Records from a data source
☆ ☆ ☆ ☆ ☆ ☆ ☆
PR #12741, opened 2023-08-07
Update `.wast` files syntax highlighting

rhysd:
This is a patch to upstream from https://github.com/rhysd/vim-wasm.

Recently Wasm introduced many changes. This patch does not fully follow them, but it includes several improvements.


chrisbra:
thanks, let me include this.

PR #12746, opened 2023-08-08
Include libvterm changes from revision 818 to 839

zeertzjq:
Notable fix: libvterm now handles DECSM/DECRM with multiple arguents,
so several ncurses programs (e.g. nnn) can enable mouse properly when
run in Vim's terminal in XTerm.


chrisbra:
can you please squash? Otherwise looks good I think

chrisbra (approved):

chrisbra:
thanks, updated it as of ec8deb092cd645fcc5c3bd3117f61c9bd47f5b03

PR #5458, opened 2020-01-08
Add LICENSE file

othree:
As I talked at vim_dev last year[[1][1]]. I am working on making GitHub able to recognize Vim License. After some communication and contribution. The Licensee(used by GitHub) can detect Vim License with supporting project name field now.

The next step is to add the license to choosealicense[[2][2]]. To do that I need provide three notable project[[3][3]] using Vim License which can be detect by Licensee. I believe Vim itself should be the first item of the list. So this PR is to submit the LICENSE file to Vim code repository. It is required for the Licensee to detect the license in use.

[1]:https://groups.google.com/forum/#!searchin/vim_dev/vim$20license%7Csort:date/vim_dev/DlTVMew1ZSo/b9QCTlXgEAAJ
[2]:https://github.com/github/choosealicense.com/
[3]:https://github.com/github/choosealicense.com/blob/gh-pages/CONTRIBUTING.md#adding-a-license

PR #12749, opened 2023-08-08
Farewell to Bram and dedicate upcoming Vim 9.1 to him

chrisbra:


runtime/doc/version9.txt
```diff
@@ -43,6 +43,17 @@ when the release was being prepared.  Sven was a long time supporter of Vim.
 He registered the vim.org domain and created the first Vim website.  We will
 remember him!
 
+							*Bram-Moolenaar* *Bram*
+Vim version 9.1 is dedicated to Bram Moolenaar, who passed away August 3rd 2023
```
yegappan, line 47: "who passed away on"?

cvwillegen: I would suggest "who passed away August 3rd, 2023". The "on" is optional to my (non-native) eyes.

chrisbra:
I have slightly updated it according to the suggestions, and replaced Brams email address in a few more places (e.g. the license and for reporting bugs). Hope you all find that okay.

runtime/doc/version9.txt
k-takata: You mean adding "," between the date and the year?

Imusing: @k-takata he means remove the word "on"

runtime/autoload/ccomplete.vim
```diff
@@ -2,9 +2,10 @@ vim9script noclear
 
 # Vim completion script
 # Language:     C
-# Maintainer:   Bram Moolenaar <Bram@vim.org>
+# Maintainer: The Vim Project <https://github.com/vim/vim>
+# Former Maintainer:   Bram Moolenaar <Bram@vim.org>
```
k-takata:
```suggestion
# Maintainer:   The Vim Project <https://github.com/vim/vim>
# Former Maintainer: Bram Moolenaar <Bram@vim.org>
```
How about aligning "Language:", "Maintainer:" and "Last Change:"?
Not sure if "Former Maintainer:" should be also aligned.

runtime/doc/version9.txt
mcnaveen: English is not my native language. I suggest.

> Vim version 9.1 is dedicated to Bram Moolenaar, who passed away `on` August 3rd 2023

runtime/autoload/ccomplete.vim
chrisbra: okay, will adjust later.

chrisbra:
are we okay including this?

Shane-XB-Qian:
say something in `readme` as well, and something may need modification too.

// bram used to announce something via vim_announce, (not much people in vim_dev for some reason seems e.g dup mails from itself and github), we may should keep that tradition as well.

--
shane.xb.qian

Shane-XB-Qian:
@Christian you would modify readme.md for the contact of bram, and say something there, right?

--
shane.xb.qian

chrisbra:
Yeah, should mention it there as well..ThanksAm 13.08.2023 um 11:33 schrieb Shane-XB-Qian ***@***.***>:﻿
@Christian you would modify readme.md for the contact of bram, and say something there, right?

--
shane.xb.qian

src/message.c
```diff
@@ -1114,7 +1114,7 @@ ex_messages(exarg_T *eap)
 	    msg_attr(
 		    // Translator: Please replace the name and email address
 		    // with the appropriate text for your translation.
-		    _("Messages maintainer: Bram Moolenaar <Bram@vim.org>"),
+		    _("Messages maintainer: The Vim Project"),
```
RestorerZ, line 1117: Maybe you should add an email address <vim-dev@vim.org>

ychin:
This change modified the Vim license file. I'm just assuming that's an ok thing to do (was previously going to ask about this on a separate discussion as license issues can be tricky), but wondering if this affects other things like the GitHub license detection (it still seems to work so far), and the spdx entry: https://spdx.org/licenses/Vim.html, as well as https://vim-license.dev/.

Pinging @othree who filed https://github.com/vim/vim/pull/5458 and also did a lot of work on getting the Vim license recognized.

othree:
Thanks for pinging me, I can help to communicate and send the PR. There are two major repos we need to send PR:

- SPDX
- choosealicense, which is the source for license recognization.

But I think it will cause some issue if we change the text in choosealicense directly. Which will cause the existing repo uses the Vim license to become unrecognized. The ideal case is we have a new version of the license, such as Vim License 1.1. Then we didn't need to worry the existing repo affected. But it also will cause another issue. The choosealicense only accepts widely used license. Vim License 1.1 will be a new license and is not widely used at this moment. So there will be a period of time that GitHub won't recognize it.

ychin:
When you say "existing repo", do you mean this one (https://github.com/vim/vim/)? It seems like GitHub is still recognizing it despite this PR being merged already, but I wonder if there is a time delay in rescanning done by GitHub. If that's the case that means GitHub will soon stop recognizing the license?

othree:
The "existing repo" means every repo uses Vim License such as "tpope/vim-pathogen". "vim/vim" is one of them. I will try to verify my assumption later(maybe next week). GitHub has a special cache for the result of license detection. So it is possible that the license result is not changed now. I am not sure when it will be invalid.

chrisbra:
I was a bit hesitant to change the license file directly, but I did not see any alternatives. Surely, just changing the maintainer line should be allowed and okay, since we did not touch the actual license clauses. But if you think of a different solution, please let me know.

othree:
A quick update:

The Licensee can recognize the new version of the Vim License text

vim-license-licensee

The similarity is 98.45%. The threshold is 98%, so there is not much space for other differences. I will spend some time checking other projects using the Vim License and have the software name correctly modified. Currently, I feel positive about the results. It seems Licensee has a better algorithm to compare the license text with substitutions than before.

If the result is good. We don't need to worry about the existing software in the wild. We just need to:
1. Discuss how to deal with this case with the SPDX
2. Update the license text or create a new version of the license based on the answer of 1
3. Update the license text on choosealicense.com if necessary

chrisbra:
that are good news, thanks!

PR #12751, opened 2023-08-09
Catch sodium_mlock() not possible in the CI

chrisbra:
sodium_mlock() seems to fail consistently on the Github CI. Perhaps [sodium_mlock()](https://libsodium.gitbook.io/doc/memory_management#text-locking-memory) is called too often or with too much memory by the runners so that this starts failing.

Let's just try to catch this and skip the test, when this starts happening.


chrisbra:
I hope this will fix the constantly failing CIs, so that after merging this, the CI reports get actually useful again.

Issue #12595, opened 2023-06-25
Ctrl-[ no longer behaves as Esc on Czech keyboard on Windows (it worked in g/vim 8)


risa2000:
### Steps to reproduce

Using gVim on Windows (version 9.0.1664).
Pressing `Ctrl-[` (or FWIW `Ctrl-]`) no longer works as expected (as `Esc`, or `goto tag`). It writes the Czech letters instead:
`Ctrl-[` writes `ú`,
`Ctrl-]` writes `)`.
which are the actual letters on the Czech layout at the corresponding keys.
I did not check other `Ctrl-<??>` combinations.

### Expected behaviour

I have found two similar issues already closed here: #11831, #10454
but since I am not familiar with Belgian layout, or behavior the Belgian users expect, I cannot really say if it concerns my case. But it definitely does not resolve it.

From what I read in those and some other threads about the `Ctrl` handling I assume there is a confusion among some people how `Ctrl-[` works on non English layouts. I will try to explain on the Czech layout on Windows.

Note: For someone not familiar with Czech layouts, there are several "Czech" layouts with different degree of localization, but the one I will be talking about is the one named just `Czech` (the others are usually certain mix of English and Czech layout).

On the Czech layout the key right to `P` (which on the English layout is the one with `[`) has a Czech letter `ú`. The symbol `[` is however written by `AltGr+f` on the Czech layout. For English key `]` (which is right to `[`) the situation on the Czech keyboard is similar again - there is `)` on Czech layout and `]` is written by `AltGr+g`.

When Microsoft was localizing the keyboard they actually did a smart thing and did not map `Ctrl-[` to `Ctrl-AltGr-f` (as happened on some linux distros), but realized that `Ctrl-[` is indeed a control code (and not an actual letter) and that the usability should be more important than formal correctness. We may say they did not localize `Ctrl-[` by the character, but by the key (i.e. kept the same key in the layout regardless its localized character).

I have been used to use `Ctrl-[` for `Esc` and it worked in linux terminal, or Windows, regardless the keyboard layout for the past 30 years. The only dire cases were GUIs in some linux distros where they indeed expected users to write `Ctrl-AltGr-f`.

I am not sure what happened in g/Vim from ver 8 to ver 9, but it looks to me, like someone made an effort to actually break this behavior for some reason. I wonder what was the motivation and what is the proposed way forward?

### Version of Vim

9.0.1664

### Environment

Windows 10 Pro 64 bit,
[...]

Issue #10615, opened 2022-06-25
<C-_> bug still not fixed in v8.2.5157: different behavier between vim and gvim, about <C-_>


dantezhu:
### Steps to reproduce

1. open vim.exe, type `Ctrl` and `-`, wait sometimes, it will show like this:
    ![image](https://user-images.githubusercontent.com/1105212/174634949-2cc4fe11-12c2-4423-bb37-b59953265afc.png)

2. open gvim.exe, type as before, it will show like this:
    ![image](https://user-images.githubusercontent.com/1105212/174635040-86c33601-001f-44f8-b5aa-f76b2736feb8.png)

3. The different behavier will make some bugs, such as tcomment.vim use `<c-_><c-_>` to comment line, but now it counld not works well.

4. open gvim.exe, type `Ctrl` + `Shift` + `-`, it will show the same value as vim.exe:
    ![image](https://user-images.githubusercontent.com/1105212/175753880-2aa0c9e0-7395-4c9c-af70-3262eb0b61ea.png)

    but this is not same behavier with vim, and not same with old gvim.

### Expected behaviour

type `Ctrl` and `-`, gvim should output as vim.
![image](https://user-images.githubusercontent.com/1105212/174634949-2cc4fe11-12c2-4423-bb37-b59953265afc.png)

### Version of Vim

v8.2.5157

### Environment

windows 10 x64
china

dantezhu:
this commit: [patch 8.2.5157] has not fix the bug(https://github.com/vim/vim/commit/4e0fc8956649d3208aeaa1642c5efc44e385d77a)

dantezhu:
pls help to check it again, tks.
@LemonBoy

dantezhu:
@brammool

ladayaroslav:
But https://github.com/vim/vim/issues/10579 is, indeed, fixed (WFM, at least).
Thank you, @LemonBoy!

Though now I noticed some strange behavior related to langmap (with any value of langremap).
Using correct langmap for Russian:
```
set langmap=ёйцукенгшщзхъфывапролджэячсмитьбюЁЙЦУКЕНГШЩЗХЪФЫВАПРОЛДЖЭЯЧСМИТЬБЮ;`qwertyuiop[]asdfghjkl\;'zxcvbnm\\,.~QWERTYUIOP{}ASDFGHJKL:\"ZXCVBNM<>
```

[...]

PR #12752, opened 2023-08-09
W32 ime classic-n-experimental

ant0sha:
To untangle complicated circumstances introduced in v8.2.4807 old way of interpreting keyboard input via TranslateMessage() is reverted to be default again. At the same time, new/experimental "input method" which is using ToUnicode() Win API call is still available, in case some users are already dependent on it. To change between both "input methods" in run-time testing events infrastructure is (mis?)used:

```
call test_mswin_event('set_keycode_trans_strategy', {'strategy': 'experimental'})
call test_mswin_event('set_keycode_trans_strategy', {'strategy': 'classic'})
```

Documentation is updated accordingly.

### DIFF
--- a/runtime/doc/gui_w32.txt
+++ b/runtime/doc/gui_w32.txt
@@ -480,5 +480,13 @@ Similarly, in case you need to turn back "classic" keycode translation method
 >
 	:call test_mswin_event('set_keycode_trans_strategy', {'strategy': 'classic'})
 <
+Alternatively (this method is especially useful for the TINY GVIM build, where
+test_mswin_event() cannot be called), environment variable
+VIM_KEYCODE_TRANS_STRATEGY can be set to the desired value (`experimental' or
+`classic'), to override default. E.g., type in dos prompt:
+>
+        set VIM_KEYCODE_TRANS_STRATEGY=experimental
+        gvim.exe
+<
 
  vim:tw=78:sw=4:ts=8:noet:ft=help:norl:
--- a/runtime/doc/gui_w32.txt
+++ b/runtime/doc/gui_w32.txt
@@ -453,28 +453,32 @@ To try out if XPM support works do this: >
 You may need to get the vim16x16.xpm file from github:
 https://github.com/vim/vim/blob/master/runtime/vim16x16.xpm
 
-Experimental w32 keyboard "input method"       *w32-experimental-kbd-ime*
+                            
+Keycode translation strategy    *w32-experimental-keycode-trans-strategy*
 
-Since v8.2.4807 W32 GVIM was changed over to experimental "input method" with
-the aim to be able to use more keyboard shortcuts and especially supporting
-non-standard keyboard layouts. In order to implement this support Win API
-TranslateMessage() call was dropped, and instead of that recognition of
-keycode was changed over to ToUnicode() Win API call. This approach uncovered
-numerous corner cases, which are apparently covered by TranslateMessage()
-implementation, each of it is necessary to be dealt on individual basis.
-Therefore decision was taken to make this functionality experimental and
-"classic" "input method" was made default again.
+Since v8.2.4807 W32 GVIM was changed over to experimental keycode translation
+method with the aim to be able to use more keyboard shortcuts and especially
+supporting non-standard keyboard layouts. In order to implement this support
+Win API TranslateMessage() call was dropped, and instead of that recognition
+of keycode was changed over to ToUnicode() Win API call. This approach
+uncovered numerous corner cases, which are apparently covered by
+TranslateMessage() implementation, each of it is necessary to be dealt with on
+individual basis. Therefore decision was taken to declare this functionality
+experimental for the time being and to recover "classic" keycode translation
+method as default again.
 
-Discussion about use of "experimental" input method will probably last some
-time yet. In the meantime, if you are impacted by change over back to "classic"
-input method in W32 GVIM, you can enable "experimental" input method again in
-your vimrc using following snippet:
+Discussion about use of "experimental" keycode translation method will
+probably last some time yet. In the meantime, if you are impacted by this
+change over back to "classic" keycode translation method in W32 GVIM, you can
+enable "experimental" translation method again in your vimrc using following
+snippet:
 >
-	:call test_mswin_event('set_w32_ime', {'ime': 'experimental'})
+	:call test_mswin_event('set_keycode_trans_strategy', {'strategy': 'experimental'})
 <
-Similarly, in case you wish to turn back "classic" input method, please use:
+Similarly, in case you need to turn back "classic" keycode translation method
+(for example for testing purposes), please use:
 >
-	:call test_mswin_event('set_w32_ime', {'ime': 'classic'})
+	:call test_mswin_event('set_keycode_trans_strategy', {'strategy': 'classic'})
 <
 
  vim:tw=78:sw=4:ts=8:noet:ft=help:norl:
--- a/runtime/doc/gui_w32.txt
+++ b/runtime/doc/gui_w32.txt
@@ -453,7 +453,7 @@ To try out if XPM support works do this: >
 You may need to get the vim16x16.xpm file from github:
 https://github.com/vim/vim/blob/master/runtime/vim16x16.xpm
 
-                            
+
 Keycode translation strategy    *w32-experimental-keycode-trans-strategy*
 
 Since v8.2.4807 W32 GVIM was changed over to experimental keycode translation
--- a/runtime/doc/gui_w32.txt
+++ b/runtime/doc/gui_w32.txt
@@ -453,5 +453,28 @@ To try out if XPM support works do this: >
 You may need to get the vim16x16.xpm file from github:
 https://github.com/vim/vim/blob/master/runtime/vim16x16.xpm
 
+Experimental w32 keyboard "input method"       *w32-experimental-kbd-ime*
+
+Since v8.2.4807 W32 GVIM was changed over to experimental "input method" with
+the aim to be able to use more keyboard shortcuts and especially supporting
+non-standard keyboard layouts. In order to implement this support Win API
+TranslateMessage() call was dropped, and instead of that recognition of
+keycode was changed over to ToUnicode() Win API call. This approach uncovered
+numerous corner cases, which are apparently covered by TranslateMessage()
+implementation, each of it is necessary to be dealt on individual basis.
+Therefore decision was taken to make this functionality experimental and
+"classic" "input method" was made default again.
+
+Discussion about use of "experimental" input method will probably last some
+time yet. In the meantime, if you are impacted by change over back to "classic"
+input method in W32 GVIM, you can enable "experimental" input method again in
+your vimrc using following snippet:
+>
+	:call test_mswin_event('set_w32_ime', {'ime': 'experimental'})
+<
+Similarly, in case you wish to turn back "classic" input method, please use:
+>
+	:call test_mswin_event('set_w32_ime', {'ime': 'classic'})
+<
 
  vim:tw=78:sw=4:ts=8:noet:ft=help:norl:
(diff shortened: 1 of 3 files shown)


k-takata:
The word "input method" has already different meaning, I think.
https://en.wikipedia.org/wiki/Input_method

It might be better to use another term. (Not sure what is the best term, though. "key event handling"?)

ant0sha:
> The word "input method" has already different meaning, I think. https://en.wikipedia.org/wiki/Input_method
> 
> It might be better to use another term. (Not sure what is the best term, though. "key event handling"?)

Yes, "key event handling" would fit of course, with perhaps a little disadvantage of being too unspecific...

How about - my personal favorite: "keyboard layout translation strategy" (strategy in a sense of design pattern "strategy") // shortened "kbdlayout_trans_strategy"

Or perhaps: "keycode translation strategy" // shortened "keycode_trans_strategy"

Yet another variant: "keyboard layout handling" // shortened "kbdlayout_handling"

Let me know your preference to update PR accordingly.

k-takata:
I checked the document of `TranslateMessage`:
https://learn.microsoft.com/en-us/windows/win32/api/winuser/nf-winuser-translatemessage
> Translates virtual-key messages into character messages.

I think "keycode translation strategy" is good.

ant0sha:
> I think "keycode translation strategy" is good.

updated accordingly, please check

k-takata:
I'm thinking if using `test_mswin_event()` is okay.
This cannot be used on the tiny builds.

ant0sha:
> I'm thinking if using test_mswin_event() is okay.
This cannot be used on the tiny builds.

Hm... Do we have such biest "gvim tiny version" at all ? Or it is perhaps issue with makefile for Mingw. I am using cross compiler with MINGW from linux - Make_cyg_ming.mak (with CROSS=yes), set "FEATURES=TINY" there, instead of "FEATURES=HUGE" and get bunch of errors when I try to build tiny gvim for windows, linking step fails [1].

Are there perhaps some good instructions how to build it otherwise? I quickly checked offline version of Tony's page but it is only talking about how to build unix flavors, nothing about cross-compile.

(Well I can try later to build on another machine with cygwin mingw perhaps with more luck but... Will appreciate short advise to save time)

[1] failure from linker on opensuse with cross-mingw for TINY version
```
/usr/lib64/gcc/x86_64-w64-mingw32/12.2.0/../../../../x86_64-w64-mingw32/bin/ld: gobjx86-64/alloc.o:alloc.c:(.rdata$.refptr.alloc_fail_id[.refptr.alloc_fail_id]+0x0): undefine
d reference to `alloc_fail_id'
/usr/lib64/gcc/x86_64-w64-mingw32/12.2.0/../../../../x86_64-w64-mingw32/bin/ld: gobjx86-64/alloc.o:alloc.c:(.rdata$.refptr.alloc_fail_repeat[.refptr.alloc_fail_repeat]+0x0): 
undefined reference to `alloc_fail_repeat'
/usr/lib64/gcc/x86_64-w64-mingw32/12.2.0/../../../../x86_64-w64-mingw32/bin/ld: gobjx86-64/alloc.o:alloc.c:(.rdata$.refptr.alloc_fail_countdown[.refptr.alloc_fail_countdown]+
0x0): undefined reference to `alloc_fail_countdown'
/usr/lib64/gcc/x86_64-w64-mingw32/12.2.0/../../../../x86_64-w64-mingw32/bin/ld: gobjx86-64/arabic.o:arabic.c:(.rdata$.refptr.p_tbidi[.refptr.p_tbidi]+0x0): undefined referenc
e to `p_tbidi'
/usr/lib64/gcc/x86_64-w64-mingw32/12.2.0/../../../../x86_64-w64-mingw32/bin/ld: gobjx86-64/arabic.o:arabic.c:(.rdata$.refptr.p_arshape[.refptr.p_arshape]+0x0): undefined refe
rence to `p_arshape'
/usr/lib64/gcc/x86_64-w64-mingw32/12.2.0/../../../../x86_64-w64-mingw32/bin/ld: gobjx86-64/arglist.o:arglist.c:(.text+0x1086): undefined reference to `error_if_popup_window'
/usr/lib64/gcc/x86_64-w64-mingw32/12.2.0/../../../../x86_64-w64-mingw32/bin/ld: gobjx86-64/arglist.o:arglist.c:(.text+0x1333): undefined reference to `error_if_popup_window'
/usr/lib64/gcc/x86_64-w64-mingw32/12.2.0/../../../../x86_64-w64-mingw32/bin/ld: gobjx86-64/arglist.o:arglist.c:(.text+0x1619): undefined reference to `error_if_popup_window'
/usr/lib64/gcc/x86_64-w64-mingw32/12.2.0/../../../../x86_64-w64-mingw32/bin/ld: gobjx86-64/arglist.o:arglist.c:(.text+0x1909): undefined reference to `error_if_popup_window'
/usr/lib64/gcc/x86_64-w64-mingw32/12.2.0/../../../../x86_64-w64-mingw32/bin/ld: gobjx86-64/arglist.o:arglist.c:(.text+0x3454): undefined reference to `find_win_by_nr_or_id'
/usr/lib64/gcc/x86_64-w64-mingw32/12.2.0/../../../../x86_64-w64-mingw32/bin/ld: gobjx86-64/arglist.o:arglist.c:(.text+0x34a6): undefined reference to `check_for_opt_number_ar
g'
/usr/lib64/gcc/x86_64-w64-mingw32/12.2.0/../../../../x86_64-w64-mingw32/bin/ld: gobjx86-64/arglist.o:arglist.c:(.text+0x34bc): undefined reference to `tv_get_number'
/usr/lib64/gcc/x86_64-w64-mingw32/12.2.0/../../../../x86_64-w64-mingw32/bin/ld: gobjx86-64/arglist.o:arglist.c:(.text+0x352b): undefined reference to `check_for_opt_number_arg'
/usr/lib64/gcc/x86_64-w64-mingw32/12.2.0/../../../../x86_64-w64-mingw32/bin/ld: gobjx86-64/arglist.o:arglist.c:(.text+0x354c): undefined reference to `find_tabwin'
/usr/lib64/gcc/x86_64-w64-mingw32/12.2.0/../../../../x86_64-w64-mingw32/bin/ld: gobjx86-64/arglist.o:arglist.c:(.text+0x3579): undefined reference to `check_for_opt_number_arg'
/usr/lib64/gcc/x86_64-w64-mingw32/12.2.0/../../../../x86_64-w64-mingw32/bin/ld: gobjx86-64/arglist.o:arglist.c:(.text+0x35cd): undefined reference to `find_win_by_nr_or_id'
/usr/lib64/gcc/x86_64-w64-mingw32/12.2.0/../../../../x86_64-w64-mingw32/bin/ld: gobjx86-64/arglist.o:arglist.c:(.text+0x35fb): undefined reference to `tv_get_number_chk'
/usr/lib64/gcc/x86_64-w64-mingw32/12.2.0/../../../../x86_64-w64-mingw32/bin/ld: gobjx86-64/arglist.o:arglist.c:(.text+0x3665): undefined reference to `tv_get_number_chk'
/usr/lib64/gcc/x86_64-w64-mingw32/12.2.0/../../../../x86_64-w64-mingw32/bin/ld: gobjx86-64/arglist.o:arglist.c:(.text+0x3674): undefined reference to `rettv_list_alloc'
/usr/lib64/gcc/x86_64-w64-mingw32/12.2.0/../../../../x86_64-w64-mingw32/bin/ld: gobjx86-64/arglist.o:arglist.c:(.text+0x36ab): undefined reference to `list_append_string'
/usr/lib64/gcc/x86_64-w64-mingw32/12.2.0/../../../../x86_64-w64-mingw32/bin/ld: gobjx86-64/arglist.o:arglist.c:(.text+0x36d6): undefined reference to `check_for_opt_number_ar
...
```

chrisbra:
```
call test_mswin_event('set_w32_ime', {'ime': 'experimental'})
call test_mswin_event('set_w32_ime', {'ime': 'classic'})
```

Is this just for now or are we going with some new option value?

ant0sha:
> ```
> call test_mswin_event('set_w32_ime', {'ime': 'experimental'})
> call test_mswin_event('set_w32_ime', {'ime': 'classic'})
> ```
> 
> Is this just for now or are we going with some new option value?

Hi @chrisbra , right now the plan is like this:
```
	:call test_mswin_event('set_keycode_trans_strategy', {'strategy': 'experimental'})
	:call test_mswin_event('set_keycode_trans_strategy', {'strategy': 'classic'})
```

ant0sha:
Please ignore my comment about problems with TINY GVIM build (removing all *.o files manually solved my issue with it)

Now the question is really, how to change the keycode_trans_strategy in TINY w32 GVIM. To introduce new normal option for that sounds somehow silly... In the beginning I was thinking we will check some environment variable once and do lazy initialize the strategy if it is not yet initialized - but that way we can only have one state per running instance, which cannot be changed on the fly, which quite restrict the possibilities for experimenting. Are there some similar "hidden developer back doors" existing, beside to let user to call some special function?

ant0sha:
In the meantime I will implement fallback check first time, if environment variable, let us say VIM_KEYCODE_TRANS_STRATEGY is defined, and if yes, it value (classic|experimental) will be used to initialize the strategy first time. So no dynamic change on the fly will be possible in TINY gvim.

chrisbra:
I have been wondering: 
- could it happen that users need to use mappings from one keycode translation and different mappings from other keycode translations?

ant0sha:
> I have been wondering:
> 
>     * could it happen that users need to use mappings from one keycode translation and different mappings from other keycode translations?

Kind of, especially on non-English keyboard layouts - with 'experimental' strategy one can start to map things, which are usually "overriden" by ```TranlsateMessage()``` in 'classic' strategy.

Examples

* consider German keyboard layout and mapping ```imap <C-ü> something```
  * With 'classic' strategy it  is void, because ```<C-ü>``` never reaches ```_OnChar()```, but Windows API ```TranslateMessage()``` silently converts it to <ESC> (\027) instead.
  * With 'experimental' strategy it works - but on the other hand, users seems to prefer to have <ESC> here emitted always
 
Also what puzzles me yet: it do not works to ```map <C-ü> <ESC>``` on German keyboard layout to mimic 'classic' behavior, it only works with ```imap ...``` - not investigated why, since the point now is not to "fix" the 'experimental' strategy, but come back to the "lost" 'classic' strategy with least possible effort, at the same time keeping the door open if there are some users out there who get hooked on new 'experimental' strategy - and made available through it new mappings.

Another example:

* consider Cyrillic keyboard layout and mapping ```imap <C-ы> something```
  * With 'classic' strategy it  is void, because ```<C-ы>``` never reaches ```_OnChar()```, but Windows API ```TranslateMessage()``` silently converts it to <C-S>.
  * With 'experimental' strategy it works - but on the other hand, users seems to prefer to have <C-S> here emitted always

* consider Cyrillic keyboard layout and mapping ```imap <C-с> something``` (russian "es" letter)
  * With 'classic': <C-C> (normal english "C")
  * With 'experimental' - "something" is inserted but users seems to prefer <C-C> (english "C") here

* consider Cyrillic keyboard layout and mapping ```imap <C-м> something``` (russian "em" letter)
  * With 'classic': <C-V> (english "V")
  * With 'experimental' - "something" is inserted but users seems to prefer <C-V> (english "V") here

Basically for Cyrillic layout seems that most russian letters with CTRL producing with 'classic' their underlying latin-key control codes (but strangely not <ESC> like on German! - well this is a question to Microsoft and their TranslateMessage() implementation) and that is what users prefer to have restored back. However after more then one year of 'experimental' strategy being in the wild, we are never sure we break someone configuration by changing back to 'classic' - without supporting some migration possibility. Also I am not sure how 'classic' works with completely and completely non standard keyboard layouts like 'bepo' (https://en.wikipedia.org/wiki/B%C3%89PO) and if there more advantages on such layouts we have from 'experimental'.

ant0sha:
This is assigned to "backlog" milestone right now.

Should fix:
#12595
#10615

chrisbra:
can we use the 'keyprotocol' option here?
☆ ☆ ☆ ☆ ☆ ☆ ☆
What you should do: Lines with "adding": state how many there are in the records, and nothing more.

Your response: 2